Diante da multiplicidade de perspectivas e possibilidades de interpretação que as fontes suscitam, percebemos algumas recorrências, no plano dos discursos, que melhor elucidam nossa problemática. Assim, destacamos e organizamos o que entendemos ser três estratégias discursivas, notadamente: "discurso social" calcado na preocupação com o flagelo social oriundo da seca no Nordeste; "preocupação geopolítica", uma vez que, por exemplo, a internacionalização da Amazônia naquele período já era colocada em questão e, por fim, um discurso de "caráter simbólico", entendendo a transamazônica com um dispositivo simbólico importante, que somado a outros, agiria no sentido de garantir legitimidade ao regime militar, tendo em vista, como aponta Bronislaw Baczko (1985, p.297), o fato de "o poder político, se rodear de representações coletivas [em que] o domínio do imaginário e do simbólico é um importante lugar estratégico".

Analisamos tais estratégias entendo-as como portadoras de uma tonalidade oficial, de um discurso oficial, uma vez que todas, em certa medida, corroboram com os argumentos do governo no sentido de legitimar e justificar sua ação. No entanto, centramos maior atenção nos discursos de "caráter simbólico" situado no campo das relações entre o poder e o simbólico.

Iniciamos nosso percurso de análise dos discursos sobre a construção da Transamazônica, partindo daquilo que convencionamos de "discurso social", passando para análise dos discursos portadores de uma "preocupação geopolítica", para finalmente, abordarmos o "discurso simbólico".

Nesse terreno das representações do poder, os discursos veiculados às revistas e aos livros de EPB cumprem a função de tornar inteligível e comunicável as expectativas do regime. No campo do simbólico o principal objetivo foi, então, a busca de adeptos. A participação controlada da população garantia ao poder ares de legitimidade uma vez que este se apresentou apenas como orientador de um projeto que era comum à vontade de toda a nação.

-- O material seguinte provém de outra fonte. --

PR #415, opened 2025-07-07
Save+share using public ids instead of tokens

nofurtherinformation:
This PR refactors save/share functionality to incorporate a public sequential ID (accessed when a map is moved off of 'scratch work' or shared with a frozen link. Additionally, it moves toward sharing in one of the three forms:
-`map/{public id}` - Read only public map
-`map/edit/{document id}` - Editable map
-`map/{public id}?pw=true` - Password required share link

## Reviewers

- Primary: @raphaellaude 
- Secondary:

## Checklist
- [x] Creating a map takes you to `/map/edit/foo`
- [x] Sharing a link frozen yields `/map/{public id}`
- [x] Sharing a link with password yields `/map/{public id}?pw=true`
- [x] Password unlocking a pw link redirects to the edit ID
- [x] Public maps can be copied
- [x] In-use (locked/checked out maps can be copied)
- [x] Thumbnails generate from the edit ID and generate to the public ID


backend/app/main.py
```diff
@@ -809,36 +794,15 @@ async def get_connected_component_bboxes(
 
 @app.put("/api/document/{document_id}/metadata", status_code=status.HTTP_200_OK)
 async def update_districtrmap_metadata(
-    document_id: str,
-    metadata: dict = Body(...),  # TODO: Type this properly
+    metadata: DocumentMetadata,
```
raphaellaude, line 797: This and the `.values(map_metadata=metadata.model_dump(exclude_unset=True))` fix below patches an important security issue in which arbitrary data could be added to the document metadata.

backend/app/models.py
```diff
@@ -235,7 +232,7 @@ class AssignmentsResponse(SQLModel):
     geo_id: str
     zone: int | None
     parent_path: str | None
-    document_id: str
+    # document_id: str
```
raphaellaude, line 235: Don't leak document id. Not really needed in response since the client already knows which document it's working with

.gitignore
```diff
@@ -85,3 +85,7 @@ pipelines/districtr_pipelines.egg*
 docker-compose.override.yml
 app/.env.docker
 pipelines/build/*
+
+# editors
+.vscode/
+.zed/
```
raphaellaude, line 91: was doing some debugging with debugger!

backend/app/save_share/main.py
```diff
@@ -136,91 +137,51 @@ async def share_districtr_plan(
...
                 "password_hash": hashed_password,
             },
-        )
-        session.commit()
-    return {"document_id": document.document_id, "public_id": document.public_id}
+        ).scalar_one()
 
+        session.commit()
 
-@router.post("/api/share/load_plan_from_share", response_model=DocumentPublic)
```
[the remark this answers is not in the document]
nofurtherinformation: Resolved via adding the password functionality to `/checkout`, which was already mostly there

nofurtherinformation:
I think this is ready for review. Some key updates:
- The assignment reload on tab focus is now resolved; tanstack had a behavior to auto re-fetch on focus which caused the behavior and has been flagged to not refetch unless we do it manually
- The refocus UX has been further cleaned up with some additional logic to prevent flashing of progress indicators
- Metadata now comes from the mapDocument rather than userMaps, which caused public views to not have the correct metadata
- Custom cursor icons are fixed, this was a filepath issue 
- I removed the publish requirement for now. I think this leads to some tricky edge cases and may not ultimately be better UX
- Thumbnails on the preview are being fussy, but I think this is just an environment issue uploading to the wrong s3 bucket
- Added better error text when going to a document that doesn't exist

nofurtherinformation:
Good catches on the PW field collapsing and redirect -- I'll update those today

raphaellaude:
> Lgtm! Nice work

going to merge to unblock some downstream work

Issue #417, opened 2025-07-09
Indiana local map title


cdonnay:
The title bar of an Indiana local map does not have the name of the locality next to the map title.

<img width="870" height="194" alt="Image" src="https://github.com/user-attachments/assets/b1ebc106-5624-4ac1-af0a-bc8879dea341" />

<img width="1128" height="229" alt="Image" src="https://github.com/user-attachments/assets/84b6a363-32cf-42f4-aedc-e83e960e7786" />

PR #418, opened 2025-07-21
Load source geography name (state / town name) for top bar

mapmeld:
The top bar of the map shows `DistrictrMap.name`, which is the name of the state/city/source geography of this map, as seen in  #417

The name was extracted from `mapViews` so our local maps (not being part of the public list) were not showing a name.
I also saw some quirks with loading a blank state map, where it couldn't get the name from `mapViews` until I started painting and assignments got saved.

This PR returns the name in the `mapDocument` object we use for `num_districts` and other DistrictrMap info. For Indiana maps it might still be a little different because the states' names include a number of districts ("Florida Congressional (28)") and Indiana does not.

### DIFF
--- a/app/src/app/components/Topbar/MapHeader.tsx
+++ b/app/src/app/components/Topbar/MapHeader.tsx
@@ -12,11 +12,6 @@ export const MapHeader: React.FC = () => {
   const mapDocument = useMapStore(state => state.mapDocument);
   const mapMetadata = useMapMetadata(mapDocument?.document_id);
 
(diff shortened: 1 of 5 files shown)


nofurtherinformation (changes requested):
Thank you @mapmeld this looks great! 

One small naming thing, would it be more consistent to call this "map_module"? I think that is the most consistent internal term we use (although not always)

nofurtherinformation (approved):
Nice fix -- thank you!

PR #420, opened 2025-07-25
Stop chart from rendering before parent is ready

nofurtherinformation:
Small fix to silence warning

When loading into a map, the chart would try to render before the parentSize hook has the width, firing some SVG warnings.


raphaellaude (approved):
seems like build failure was just an intermittent fly.io thing 🙄 so lgtm

Issue #104, opened 2024-09-25
Tag pages, galleries, etc


mariogiampieri:

nofurtherinformation:
I think this is done but let's double check as part of 2.2.2

PR #429, opened 2025-08-05
Map galleries component

nofurtherinformation:
#104 

## Description
- Adds a more ergonomic backend to query a list of plans/map documents
- Adds a FE component 
- Adds CMS bindings for the component
- This component will NOT ssr

## Reviewers
- Primary: @mapmeld 
- Secondary:

## Checklist
- [x] Add `/api/documents/list` endpoint
- [x] List endpoint can query based on  given IDs or given tags
- [x] List endpoint is paginated
- [x] Test list endpoint
- [x] Component for map gallery
- [x] CMS bindings for map gallery component
- [x] FE rendering for map gallery component

Tag/place page:
Screenshot 2025-08-05 at 1 32 22 PM

CMS editor:
Screenshot 2025-08-05 at 1 32 38 PM


mariogiampieri:
Q/I: Wondering if it's a Fly issue but I get 403s for each of the thumbnails that are loaded:

image

It looks like there's supposed to be a fallback image in cases where images aren't available or don't load based on the screenshot above.

mariogiampieri:
H: The gallery component has a blinking cursor when the user clicks into it. It appears the user can edit the gallery content inline, but the update content button doesn't activate and pressing delete removes the entire gallery. The gallery should only be editable via the gear icon and not inline in the wyswig editor or the form should be more robust.

nofurtherinformation:
Ty @mariogiampieri ! I've fixed the issue with the fallback image (in the future, we need to set up a CRON job to generate thumbnails). We'll want a future PR with some CMS fixes

backend/app/main.py
```diff
@@ -550,6 +550,53 @@ async def get_document_object(
         )
 
 
+@app.get("/api/documents/list")
+async def get_document_list(
```
mapmeld, line 554: Please add a test for this endpoint

nofurtherinformation: Ok we're good now

mariogiampieri (approved):
Fallback image works fine now and understand re: having a CMS-focused PR in the future to handle those issues.

PR #435, opened 2025-08-20
Make use of index in uploader query

mapmeld:
This has two changes:
- modifies the WHERE query so we are searching edges with our index (much faster, possible to upload the California block CSV)
- handles a frontend bug which popped up as undefined

I'm OK to drop the frontend change if it seems too weird


nofurtherinformation (approved):
Lgtm

PR #436, opened 2025-08-20
Add a comment list component

mapmeld:
Submitting as a draft PR for now

- API endpoint `/api/comments/list` can accept `document_id=__` , `tag=___` , or both to return recent comments and their associated tags
- tests for new endpoint
- Component shows a list of comments with tags:
Screenshot 2025-08-11 at 12 10 41 AM

**Todos**
- paging / infinite scroll if there are dozens of comments
- including a map link, or thumbnail image of a mp


mapmeld:
ok I am marking this for review and will plan on adding pagination / infinite scroll in a future update

PR #437, opened 2025-08-20
Add district map level comment and context info

nofurtherinformation:
We need additional information at the map module level to clarify a few things.

## Description
- Optional comment that specifies additional info
- Adds data source, parent geography, and child geography to specify (on hover over map module)

## Reviewers
- Primary: @mapmeld 
- Secondary: @raphaellaude 

Screenshot 2025-08-20 at 1 38 11 PM
Screenshot 2025-08-20 at 1 38 03 PM


app/src/app/components/Topbar/MapHeader.tsx
```diff
@@ -1,5 +1,5 @@
 'use client';
-import {Text, Flex} from '@radix-ui/themes';
+import { Flex} from '@radix-ui/themes';
```
mapmeld, line 2: minor style / spacing fix
can we add this to pre-commit / lint rules?

mapmeld: doesn't need to be in this PR, just I have noticed it comes up often

nofurtherinformation: Yeah, the precommit should be running prettier but doesn't seem to do so consistently

PR #440, opened 2025-08-21
Optimize parquet loading

nofurtherinformation:
This PR works on optimizing tabular and point parquet loading for plans that have a large number of broken parent units (VTDs / CBGs). Currently, the browser needs to fire off a large number of requests to get all the required data. This is fine with a couple dozen broken units, but gets painful and slow as you crest over many dozens (or hundreds, thousands) in some plans. 

## Description
- Set thresholds of number of broken parent units, after which the whole file should be fetched (the benefit of partial fetching is outweighed by the number of requests)
- Set a threshold for a parquet being too big to plausibly download
- Load the file into [OPFS](https://developer.mozilla.org/en-US/docs/Web/API/File_System_API/Origin_private_file_system)
- Run queries against that 

## Reviewers
- Primary:
- Secondary:

## Checklist
- [x] Add cache utilities to parquet worker
- [x] Update parquet worker types
- [ ] UAT
- [ ] Consider `navigator.connection.effectiveType` for making decisions on download strategies?


nofurtherinformation:
This is a bit fussier than I had hoped; for now closing this in favor of public pre-unioned views.

PR #446, opened 2025-08-22
Workflow to create district unions from ready-to-share documents, for use in thumbnail generation, future analytics, and public views

nofurtherinformation:
This PR adds a workflow for storing pre-computed district unions with demographic data aggregation. When users unlock map documents marked as "ready to share", the backend will automatically generates unioned geometries by district zone and aggregates demographic statistics from the associated gerrydb tables. The thumbnail pipeline runs after this, using the already unioned geometries. This improves thumbnail generation performance and provides ready-to-use unioned districts for future analytics. Next PR should use these for frontend display of public maps.

## Description
- Database Schema
  - Added district_unions partitioned table in document schema
  - Indexed by auto-incrementing ID and by document_id for optimal performance and maintenance
  - Stores unioned MultiPolygon geometries grouped by zone
  - Includes JSONB demographic_data column for flexible demographic storage
-  Model Updates
  - Added DistrictUnions SQLModel with partitioning configuration
  - Enhanced imports for geoalchemy2 and JSON support
- Demographic Aggregation
  - `update_or_select_district_unions` handles on-demand fetching of evaluation stats and workflow to generate stats, if non-existent or outdated
  - Dynamically discovers numeric columns in gerrydb tables via information_schema
  - Builds JSON aggregation using SUM() for all demographic fields (population, voting data, etc.)
  - Joins on path field between zone assignments and demographic tables
  - Gracefully handles documents without associated gerrydb tables

! Why JSONB !
Yep it's a new JSON column. Because each gerrydb view has dynamic columns (eg election stats) we'd need either per map module or per document views. I'm open to this but my instinct was to follow the existing `document` schema

! Why ~Partitioned Table~ a table and not Materialized View !
Given that this is a heavy workflow and needs unique logic to validate per-map document (eg avoid running if map was not updated since last district unioning), the materialized view logic seems pretty tricky to maintain and the materialized view benefits are not worth the added complexity vs a simple table 

## Reviewers
- Primary: @raphaellaude 
-Secondary:

## Checklist
- [x] Create a schema for unioned districts and aggregate demographic stats
- [x] Create functions to handle running these updates
- [x] Add a background task workflow 
- [x] Update thumbnails using unioned geos, if pre-processed
- [x] Optimize and avoid duplicate work
- [x] Update tests


backend/app/models.py
```diff
@@ -282,3 +283,15 @@ class DistrictrMapsToGroups(SQLModel, table=True):
...
         )
     )
+
+
+class DistrictUnions(TimeStampMixin, SQLModel, table=True):
+    __table_args__ = ({"postgresql_partition_by": "LIST (document_id)"},)
+    __tablename__ = "district_unions"  # pyright: ignore
+    metadata = MetaData(schema=DOCUMENT_SCHEMA)
+    document_id: str = Field(sa_column=Column(UUIDType, primary_key=True))
+    zone: int = Field(primary_key=True)
```
raphaellaude, line 293: H: document id should be a foreign key.

PP: I'd personally prefer an autoincrementing integer primary key with a secondary index on the document id, rather than a compound primary key.

backend/app/save_share/main.py
```diff
@@ -47,9 +55,210 @@ def verify_password(password: str, hashed_password: str) -> bool:
...
+        logger.info(
+            f"Updated district unions for document {document_id} in {time() - time0} seconds"
+        )
+
+    except Exception as e:
+        session.rollback()
+        logger.error(
+            f"Failed to update district unions for document {document_id}: {str(e)}"
+        )
+        raise
```
raphaellaude, line 223: rollback will occur when the session falls out of scope anyway but this is generally good to have sooner than later, esp. if you're continuing to use the same transaction. anyway it's a good reminder to me that we probably need a slightly better / standardized pattern for rollbacks

backend/app/main.py
```diff
@@ -88,9 +92,14 @@
...
-async def cleanup_expired_locks():
+async def cleanup_expired_locks(
+    background_tasks: BackgroundTasks,
+):
     session = next(get_session())
-    _cleanup_expired_locks(session=session, hours=1)
+    document_ids = _cleanup_expired_locks(session=session, hours=1)
+    _bulk_update_district_stats(
+        session=session, document_ids=document_ids, background_tasks=background_tasks
+    )
```
raphaellaude, line 102: Q/H: what in your view are the trade-offs of performing unions on cleanup rather than on read? Wouldn't this approach mean districts are usually 1 hour out of date? The most frequent access pattern is probably a user that wants to look at their own map after they publish it – at which point the lock will not have released yet, right? Could we instead update the unions on read, regenerating the unions if the timestamp of the last union update is < the timestamp of the last assignment update? Timestamps have issues in multi-leader replicated dbs but since we're running a single node set-up the timestamp approach would probably be fine.

nofurtherinformation: I was going back and forth on this point. I'm game to try on read and see how it goes!

backend/app/alembic/versions/ca985583b5df_add_demographic_data_to_district_unions.py
```diff
@@ -0,0 +1,34 @@
+"""add_demographic_data_to_district_unions
+
+Revision ID: ca985583b5df
+Revises: dc7408074929
+Create Date: 2025-08-22 14:53:41.206948
```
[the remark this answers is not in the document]
nofurtherinformation: Resolved in 2d86cf3e8f00165b8c02ae44ab823ce055441396

backend/app/alembic/versions/dc7408074929_create_district_union_view.py
```diff
@@ -0,0 +1,62 @@
...
+        sa.Column("zone", sa.Integer, nullable=False),
+        sa.Column("geometry", Geometry("MULTIPOLYGON", 4326), nullable=False),
+        sa.Column(
+            "created_at", sa.TIMESTAMP(timezone=True), server_default=sa.text("NOW()")
+        ),
+        sa.Column(
+            "updated_at", sa.TIMESTAMP(timezone=True), server_default=sa.text("NOW()")
+        ),
+        sa.PrimaryKeyConstraint("document_id", "zone"),
+        postgresql_partition_by="LIST (document_id)",
```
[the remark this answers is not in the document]
nofurtherinformation: Resolved in c48b0f7a0a3d43d0894e384bf020fd56d3ee853c

backend/app/models.py
nofurtherinformation: Resolved in ce4643eacb435d96f355344dd8c7e2dbbdd78ddc

backend/app/utils.py
```diff
@@ -360,3 +362,148 @@ def add_districtr_map_to_map_group(
 
     if autocommit:
         session.commit()
+
+
+def update_or_select_district_stats(
```
raphaellaude, line 367: PP: given this isn't a general util, slight preference for moving this to a new module

raphaellaude (approved):
only nits. lgtm

PR #447, opened 2025-08-22
Comment check review options and portal

nofurtherinformation:
Review portal and API endpoints

## Description
- Adds an admin only page to screen false positives and false negatives 
- Tweaks moderation tests and admin list endpoint

## Reviewers
- Primary: @raphaellaude 
- Secondary:

## Checklist
- [x] Tweak admin list and API endpoints
- [x] Add admin pages and workflows
- [x] Comments can be filtered by tag, place, zip, and status
- [x] Comments can be full approved / rejected, or individual parts can be approved/rejected

Screenshot 2025-09-05 at 2 37 41 PM

### DIFF
--- a/backend/tests/test_comments.py
+++ b/backend/tests/test_comments.py
@@ -1032,7 +1032,6 @@ class TestCommentListEndpoints:
 
         response = client.post("/api/comments/submit", json=form_data)
         assert response.status_code == 201
-        handle_full_submission_approve(client, response.json())
 
         # Test admin endpoint (auth is mocked in conftest.py)
         response = client.get("/api/comments/admin/list")


backend/tests/utils.py
```diff
@@ -4,3 +4,17 @@ def string_to_bool(booly: str):
 
 async def fake_verify_recaptcha(*args, **kwargs):
     return True
+
+
+async def fake_verify_auth(*args, **kwargs):
+    return {
+        "sub": "test_user",
+        "scope": [
+            "create:content",
```
raphaellaude, line 13: H: it doesn't look like this is being used

backend/app/comments/main.py
```diff
@@ -313,6 +319,8 @@ def get_comments_base_query(
     public_id: int | None,
     moderation_threshold: float = MODERATION_THRESHOLD,
     exclude_rejected: bool = True,
+    moderate: bool = True,
+    admin_columns: bool = False,
```
raphaellaude, line 323: PP/I: This function is overloaded and its interface is quite complex. IMO this function should be a base query – as in the function name – which sort of implies it doesn't handle special cases like admins. To achieve what you're doing here, you should be able to add columns in the admin endpoint with [`stmt.add_columns()`](https://docs.sqlalchemy.org/en/20/core/selectable.html#sqlalchemy.sql.expression.Select.add_columns).

This pattern should also allow us to implement the comment filtering for the two different users a bit more simply in each endpoint rather than having to handle both cases in a single function.

raphaellaude (commented):
Admin UI looks good. Couple backend comments

raphaellaude (approved):

PR #456, opened 2025-09-15
Test nextjs api route

nofurtherinformation:
WIP / Test -- seeing if nextjs api routes on fly are performant. They were not locally but I want to double check if this is docker/node being fussy.


nofurtherinformation:
Not performant. Closing this

PR #457, opened 2025-09-16
test speed with pg duckdb

raphaellaude:
## Description

- Tested locally and improved `/stats` endpoint by about half.
- Spent some time trying to figure out deploy but haven't gotten it yet. Feels like it would be a decent lift so this is probably not worth it...

## Reviewers

- Secondary:

## Checklist

### DIFF
--- a/.gitignore
+++ b/.gitignore
@@ -45,7 +45,6 @@ next-env.d.ts
 pnpm-lock.yaml
 
 # data
-db/*
 assets/
 **/public/**/*.parquet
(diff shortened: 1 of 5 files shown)


raphaellaude:
We can keep it open for now! I'll see if I can't get it to work. One of the big value adds IMO would be in pipelining data into the DB.

nofurtherinformation:
Closing for now -- this is stale but now that we are on AWS it could be worth revisiting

Sob a égide da ditadura buscou-se legitimar o regime lançando mão de uma outra modalidade de poder político que não orientada apenas pela força bruta, em que os porões se apresentam como a face mais covarde. Ao suscitar a participação, o governo recorria à outra estratégia de legitimação. O poder que se materializou outrora no emprego da força, encontrou agora, no campo do simbólico, um privilegiado lugar de aparição e justificação.

O apelo ao sacrifício é uma constante na fala dos militares. O "Brasil Grande" só se viabilizaria diante muito sacrifício e participação da população. De acordo com o Filósofo Renato Janine Ribeiro, "Nossa história é gelada. Não inspira a ação(...). Jamais ajustamos contas com a escravidão, com a colônia, com a iniqüidade. Talvez por isso, vivemos a ilusão do eterno recomeço" (RIBEIRO, 2002, p.97).

No caso da ditadura militar, mais que se furtar ao confronto com os problemas mais amargos de nossa história, a ilusão de um eterno recomeço se expressou como uma prática política efetiva que buscava, ao proclamar o rompimento com o passado por meio da "Revolução de março", marcar um passo rumo a um futuro grandioso e inexorável suscitando a ação e adesão do brasileiro ao regime.

Finalizamos entendendo que a construção desse futuro transformou-se em um elemento de sedução, legitimação e justificação do poder. Seus primeiros marcos já estavam sendo lançados. Assim, foi com a Transamazônica, como procuramos discorrer em nosso trabalho.

 

 

Referências Bibliográficas

BACZKO, Bronislaw. Imaginação social. Enciclopédia Einaudi. Lisboa: Imprensa Nacional/Casa da Moeda, 1985. vol. 5.

FICO, Carlos. Reinventando o Otimismo: ditadura, propaganda e imaginário social no Brasil. . Rio de Janeiro: Editora Fundação Getúlio Vargas,1997.

RIBEIRO, Renato Janine. A Sociedade contra o social: o alto custo da vida pública no Brasil. São Paulo: Companhia das Letras, 2002.